Within the entries below, find the portion that opens with the line containing "Tools to maintain" and closes with the line containing "Can we ensure". Retype that portion exactly and only.

**RECORDS FOR THE TASK:**
-*-*-

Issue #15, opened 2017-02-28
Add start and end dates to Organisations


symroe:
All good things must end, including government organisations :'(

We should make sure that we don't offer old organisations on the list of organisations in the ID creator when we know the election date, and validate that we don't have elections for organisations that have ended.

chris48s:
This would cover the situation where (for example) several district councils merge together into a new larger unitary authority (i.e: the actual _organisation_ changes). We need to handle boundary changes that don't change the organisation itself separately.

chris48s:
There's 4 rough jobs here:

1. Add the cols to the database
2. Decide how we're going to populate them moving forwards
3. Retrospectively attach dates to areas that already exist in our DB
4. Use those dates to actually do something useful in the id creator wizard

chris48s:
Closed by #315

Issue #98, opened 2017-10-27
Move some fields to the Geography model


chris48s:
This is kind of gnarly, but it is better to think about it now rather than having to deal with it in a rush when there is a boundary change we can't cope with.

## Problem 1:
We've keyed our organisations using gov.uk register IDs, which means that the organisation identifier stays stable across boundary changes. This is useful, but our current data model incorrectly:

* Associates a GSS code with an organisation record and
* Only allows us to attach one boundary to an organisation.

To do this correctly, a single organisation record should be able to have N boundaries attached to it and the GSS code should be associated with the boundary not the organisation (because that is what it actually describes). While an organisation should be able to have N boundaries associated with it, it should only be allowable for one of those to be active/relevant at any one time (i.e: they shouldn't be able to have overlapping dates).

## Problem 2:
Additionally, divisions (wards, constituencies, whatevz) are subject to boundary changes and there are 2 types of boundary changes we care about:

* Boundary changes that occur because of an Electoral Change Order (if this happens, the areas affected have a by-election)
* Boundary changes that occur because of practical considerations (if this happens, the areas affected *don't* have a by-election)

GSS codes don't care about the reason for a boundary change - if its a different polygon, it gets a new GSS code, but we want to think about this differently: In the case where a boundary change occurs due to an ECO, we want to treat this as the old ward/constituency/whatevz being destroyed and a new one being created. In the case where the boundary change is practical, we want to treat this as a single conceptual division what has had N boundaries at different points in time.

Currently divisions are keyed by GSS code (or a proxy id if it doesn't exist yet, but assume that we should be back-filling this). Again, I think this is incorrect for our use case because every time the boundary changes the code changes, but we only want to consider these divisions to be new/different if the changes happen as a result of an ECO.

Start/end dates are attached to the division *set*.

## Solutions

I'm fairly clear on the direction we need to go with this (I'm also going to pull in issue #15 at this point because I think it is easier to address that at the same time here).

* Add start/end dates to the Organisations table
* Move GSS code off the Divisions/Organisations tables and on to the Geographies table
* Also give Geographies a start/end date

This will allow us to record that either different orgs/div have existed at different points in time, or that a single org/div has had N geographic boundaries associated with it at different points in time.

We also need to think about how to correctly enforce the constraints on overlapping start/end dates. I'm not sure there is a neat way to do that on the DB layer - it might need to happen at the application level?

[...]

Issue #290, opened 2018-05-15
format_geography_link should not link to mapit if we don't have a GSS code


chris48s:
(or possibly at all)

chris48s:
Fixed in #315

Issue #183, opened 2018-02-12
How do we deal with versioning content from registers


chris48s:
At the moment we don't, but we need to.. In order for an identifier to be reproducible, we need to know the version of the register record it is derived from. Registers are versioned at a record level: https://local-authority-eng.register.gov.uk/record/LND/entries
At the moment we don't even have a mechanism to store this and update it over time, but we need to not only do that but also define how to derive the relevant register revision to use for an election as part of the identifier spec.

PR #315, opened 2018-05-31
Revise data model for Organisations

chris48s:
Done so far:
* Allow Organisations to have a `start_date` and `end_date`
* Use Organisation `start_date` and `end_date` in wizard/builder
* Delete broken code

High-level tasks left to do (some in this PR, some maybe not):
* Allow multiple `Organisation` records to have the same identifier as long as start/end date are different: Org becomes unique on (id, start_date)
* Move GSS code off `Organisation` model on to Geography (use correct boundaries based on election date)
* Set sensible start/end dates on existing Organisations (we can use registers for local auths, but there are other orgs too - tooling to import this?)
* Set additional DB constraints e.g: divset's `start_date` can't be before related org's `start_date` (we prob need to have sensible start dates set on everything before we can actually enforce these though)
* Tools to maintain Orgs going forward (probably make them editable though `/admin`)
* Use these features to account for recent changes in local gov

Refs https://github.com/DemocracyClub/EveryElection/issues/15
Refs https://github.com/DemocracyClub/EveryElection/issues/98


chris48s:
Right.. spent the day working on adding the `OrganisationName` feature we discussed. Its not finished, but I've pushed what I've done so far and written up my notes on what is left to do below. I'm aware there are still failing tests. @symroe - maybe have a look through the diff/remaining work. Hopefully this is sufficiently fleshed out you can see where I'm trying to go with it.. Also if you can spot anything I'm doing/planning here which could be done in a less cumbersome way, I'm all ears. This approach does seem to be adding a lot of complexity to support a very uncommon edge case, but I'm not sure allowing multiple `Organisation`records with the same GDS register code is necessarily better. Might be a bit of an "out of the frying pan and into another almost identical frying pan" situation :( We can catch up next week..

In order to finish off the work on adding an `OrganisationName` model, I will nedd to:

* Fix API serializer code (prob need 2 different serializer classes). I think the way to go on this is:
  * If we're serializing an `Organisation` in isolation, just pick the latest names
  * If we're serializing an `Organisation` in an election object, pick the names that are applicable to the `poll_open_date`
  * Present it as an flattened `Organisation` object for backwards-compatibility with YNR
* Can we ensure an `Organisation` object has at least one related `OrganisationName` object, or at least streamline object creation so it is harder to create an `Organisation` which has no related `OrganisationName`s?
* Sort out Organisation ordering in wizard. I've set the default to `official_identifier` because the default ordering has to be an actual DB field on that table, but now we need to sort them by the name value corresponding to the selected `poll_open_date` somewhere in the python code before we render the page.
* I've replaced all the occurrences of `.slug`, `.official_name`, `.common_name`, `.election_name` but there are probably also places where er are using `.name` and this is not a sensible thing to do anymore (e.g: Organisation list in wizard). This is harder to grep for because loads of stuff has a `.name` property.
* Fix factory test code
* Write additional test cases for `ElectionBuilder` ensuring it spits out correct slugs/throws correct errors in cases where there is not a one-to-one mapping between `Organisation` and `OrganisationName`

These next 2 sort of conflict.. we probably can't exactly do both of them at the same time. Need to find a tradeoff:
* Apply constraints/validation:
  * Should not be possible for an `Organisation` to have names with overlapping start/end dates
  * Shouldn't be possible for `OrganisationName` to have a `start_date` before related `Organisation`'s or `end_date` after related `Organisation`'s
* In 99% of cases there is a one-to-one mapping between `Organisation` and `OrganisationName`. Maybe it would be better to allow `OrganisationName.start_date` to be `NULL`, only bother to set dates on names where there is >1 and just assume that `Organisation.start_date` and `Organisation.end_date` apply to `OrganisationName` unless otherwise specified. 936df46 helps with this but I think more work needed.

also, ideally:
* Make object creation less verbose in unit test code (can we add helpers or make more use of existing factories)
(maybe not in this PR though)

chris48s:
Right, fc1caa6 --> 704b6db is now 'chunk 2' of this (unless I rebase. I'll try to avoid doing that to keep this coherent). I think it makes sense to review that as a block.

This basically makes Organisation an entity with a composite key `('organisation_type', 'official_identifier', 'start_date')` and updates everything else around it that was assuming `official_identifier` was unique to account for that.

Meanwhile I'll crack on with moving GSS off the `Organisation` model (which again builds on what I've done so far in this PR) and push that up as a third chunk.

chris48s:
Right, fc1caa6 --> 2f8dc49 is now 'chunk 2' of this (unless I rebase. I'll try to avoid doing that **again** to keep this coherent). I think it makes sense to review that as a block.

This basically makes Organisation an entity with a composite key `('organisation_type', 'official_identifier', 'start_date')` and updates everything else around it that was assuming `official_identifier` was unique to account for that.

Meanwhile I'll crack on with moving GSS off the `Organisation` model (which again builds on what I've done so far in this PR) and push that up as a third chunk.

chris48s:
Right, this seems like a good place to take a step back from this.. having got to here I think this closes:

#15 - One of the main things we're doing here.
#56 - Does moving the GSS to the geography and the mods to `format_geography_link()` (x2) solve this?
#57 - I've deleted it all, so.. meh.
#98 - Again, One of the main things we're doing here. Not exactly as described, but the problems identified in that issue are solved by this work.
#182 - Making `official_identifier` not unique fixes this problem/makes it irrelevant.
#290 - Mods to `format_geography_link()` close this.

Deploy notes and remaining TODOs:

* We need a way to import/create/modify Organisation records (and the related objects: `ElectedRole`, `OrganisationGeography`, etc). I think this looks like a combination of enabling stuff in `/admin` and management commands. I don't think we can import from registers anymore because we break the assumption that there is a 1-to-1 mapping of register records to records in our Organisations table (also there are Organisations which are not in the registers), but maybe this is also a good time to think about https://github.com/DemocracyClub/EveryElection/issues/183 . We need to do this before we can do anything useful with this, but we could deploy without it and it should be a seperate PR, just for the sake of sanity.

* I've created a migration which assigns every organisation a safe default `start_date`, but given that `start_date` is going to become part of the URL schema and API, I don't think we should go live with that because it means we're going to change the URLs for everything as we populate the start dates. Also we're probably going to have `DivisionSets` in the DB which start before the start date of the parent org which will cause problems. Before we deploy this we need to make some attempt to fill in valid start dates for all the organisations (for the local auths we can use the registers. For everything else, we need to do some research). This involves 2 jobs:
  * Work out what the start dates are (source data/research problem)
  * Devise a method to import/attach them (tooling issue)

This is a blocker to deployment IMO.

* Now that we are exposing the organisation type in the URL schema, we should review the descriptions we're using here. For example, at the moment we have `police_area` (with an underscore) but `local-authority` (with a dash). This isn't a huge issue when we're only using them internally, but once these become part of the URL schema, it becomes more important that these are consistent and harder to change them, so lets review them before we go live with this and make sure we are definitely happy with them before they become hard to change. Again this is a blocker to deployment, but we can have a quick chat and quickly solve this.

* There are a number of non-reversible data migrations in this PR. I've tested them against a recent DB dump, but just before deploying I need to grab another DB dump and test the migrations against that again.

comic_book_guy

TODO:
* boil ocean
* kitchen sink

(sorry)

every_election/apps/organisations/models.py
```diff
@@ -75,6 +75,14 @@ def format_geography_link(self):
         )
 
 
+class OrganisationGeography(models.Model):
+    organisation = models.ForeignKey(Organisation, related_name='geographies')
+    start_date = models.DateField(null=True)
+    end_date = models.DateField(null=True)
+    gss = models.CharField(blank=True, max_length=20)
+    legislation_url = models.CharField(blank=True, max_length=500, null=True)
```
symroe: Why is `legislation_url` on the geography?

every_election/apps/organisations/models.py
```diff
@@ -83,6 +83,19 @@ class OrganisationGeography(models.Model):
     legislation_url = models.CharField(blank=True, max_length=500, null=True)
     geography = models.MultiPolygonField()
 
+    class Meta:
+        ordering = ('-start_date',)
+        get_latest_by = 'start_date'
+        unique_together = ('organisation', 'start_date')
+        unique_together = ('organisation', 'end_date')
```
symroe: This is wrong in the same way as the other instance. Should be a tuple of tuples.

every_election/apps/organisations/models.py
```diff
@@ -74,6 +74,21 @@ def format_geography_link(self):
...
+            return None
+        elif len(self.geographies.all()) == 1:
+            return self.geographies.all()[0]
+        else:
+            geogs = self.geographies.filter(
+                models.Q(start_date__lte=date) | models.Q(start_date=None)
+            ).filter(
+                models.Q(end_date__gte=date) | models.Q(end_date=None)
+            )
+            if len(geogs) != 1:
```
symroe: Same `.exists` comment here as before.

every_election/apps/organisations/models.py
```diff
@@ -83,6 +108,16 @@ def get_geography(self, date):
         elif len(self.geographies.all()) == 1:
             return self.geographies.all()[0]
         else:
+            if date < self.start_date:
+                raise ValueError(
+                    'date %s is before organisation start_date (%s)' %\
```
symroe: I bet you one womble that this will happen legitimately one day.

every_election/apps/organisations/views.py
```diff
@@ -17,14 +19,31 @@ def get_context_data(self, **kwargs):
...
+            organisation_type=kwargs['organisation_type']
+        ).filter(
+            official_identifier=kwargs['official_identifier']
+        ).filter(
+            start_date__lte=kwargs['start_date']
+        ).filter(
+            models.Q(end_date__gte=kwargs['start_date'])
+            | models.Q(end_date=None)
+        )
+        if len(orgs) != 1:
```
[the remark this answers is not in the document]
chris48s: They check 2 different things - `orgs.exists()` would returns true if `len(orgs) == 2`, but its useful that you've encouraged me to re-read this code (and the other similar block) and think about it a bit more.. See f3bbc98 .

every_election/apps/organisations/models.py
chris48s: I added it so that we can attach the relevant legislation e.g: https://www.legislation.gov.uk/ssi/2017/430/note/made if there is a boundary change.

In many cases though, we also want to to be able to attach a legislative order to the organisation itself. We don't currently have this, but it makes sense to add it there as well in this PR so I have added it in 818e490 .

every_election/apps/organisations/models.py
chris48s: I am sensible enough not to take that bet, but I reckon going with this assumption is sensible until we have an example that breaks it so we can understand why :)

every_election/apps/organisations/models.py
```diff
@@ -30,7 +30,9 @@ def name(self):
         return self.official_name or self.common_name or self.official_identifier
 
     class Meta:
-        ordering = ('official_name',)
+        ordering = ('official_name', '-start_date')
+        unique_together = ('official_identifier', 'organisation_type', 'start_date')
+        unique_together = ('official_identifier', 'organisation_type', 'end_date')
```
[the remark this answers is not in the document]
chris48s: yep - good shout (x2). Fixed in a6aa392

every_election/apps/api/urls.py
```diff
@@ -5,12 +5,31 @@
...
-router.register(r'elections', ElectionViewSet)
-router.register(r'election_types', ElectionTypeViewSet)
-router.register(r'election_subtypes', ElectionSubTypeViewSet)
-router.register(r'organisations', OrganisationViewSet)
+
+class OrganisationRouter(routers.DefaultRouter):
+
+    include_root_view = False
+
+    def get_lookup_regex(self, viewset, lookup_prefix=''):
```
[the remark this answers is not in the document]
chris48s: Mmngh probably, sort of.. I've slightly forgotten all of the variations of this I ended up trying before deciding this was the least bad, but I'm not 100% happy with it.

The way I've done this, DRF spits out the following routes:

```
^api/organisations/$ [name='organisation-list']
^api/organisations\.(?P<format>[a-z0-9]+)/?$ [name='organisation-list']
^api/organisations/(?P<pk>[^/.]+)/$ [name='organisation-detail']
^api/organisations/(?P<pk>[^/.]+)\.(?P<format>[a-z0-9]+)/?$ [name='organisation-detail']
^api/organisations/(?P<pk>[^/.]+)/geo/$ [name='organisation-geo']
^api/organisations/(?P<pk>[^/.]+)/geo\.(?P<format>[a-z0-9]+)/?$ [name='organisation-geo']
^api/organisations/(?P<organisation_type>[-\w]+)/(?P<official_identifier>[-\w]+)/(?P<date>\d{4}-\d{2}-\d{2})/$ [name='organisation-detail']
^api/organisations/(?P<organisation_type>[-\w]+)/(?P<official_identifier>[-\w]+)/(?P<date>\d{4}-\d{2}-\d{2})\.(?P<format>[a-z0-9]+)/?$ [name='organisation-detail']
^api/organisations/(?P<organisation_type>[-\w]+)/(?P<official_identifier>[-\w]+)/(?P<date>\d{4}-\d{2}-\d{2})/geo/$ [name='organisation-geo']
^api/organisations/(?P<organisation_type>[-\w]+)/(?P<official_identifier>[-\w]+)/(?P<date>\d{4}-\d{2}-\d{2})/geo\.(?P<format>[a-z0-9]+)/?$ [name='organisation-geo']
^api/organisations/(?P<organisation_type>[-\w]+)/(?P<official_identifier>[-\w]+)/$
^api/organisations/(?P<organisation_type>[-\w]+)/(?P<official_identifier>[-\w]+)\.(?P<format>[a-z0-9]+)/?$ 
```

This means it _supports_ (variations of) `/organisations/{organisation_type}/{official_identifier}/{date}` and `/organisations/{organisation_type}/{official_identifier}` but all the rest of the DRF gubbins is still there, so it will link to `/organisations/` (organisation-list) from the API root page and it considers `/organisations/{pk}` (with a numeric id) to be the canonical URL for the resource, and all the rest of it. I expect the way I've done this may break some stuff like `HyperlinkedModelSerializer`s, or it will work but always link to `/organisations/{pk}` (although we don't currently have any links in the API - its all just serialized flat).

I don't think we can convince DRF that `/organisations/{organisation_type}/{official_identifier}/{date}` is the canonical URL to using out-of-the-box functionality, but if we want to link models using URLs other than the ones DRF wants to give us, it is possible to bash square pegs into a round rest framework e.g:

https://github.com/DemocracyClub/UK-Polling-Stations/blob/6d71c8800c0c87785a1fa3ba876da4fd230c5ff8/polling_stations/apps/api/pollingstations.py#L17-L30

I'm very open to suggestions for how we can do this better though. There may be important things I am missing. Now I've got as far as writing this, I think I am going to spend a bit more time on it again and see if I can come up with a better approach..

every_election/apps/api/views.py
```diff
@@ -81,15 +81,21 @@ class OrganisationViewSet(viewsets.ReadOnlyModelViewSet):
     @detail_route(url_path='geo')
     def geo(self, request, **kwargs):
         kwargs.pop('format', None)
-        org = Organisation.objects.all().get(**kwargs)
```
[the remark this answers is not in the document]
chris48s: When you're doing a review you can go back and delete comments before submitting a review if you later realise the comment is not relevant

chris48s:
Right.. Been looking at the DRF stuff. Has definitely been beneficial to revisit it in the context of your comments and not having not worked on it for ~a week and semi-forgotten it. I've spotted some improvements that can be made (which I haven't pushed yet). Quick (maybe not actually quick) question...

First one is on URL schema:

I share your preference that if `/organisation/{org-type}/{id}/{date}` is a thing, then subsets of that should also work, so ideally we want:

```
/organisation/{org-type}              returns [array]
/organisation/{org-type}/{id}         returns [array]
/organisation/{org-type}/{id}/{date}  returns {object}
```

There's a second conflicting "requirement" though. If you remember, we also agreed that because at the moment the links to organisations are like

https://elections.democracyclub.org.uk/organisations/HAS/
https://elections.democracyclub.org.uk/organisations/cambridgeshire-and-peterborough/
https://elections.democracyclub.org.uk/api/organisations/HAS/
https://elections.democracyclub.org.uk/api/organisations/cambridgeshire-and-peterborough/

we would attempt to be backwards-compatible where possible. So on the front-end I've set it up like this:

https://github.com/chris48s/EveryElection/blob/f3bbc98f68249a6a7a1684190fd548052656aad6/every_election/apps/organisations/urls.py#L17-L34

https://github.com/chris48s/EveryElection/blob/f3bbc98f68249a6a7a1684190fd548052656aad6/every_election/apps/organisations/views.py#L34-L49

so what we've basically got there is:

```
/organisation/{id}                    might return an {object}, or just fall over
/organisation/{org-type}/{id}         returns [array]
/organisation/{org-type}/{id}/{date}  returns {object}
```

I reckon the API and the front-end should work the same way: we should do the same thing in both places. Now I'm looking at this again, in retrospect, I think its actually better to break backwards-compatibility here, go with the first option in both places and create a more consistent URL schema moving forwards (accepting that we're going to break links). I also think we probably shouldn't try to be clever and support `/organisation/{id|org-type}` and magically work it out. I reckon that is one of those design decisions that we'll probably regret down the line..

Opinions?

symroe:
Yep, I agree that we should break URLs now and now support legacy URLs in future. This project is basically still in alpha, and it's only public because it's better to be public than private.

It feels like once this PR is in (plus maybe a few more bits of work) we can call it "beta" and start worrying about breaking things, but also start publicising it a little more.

-*-*-

**SOLUTION BELOW:**
* Tools to maintain Orgs going forward (probably make them editable though `/admin`)
* Use these features to account for recent changes in local gov

Refs https://github.com/DemocracyClub/EveryElection/issues/15
Refs https://github.com/DemocracyClub/EveryElection/issues/98


chris48s:
Right.. spent the day working on adding the `OrganisationName` feature we discussed. Its not finished, but I've pushed what I've done so far and written up my notes on what is left to do below. I'm aware there are still failing tests. @symroe - maybe have a look through the diff/remaining work. Hopefully this is sufficiently fleshed out you can see where I'm trying to go with it.. Also if you can spot anything I'm doing/planning here which could be done in a less cumbersome way, I'm all ears. This approach does seem to be adding a lot of complexity to support a very uncommon edge case, but I'm not sure allowing multiple `Organisation`records with the same GDS register code is necessarily better. Might be a bit of an "out of the frying pan and into another almost identical frying pan" situation :( We can catch up next week..

In order to finish off the work on adding an `OrganisationName` model, I will nedd to:

* Fix API serializer code (prob need 2 different serializer classes). I think the way to go on this is:
  * If we're serializing an `Organisation` in isolation, just pick the latest names
  * If we're serializing an `Organisation` in an election object, pick the names that are applicable to the `poll_open_date`
  * Present it as an flattened `Organisation` object for backwards-compatibility with YNR
* Can we ensure an `Organisation` object has at least one related `OrganisationName` object, or at least streamline object creation so it is harder to create an `Organisation` which has no related `OrganisationName`s?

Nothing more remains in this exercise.